**Your task:** Each line in the records that mentions the word "straightforward" needs to be listed.

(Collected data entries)
══════════════════════════════

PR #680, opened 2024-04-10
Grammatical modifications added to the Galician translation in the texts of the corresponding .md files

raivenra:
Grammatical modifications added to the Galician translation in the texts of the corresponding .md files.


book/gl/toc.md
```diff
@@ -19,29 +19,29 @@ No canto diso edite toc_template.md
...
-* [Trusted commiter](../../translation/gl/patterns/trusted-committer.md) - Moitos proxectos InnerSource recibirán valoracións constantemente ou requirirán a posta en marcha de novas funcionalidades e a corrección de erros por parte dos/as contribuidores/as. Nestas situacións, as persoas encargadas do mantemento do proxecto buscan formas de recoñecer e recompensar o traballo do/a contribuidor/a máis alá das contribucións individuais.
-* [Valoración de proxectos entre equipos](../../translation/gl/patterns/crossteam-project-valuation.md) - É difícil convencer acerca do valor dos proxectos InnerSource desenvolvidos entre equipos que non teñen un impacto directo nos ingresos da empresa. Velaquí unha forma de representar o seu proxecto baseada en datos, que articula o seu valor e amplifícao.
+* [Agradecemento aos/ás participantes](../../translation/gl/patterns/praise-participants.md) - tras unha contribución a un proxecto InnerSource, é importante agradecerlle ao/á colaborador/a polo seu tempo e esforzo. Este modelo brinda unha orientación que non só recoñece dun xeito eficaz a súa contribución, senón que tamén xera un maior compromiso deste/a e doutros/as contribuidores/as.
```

══════════════════════════════

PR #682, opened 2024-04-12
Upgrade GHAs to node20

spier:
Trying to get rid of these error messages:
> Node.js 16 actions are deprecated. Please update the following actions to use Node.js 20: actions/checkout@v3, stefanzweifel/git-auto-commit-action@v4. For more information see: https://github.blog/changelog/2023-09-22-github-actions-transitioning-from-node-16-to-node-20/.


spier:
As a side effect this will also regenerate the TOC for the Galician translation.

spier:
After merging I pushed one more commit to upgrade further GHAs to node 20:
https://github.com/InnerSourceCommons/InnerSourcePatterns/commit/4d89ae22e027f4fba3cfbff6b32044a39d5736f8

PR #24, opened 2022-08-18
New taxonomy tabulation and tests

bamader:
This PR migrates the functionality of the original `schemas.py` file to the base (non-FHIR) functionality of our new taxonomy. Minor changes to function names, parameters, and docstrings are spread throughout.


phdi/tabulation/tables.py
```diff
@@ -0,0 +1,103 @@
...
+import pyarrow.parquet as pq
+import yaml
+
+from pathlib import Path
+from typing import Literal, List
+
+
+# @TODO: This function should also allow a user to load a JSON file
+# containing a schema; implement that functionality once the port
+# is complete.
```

══════════════════════════════

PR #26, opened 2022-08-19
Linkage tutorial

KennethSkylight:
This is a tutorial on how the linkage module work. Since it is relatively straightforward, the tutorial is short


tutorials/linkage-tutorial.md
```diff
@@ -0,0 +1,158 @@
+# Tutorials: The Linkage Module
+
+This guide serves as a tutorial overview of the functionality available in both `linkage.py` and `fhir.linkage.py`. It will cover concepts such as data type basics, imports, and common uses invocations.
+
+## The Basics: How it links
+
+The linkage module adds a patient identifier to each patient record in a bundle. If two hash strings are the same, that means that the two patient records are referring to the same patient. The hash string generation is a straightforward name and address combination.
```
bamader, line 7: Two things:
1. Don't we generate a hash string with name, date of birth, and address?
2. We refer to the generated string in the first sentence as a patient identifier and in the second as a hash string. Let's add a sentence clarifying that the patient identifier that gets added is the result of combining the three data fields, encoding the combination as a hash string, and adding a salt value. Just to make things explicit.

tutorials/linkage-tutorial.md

══════════════════════════════

**Finished task:**
This is a tutorial on how the linkage module work. Since it is relatively straightforward, the tutorial is short
+The linkage module adds a patient identifier to each patient record in a bundle. If two hash strings are the same, that means that the two patient records are referring to the same patient. The hash string generation is a straightforward name and address combination.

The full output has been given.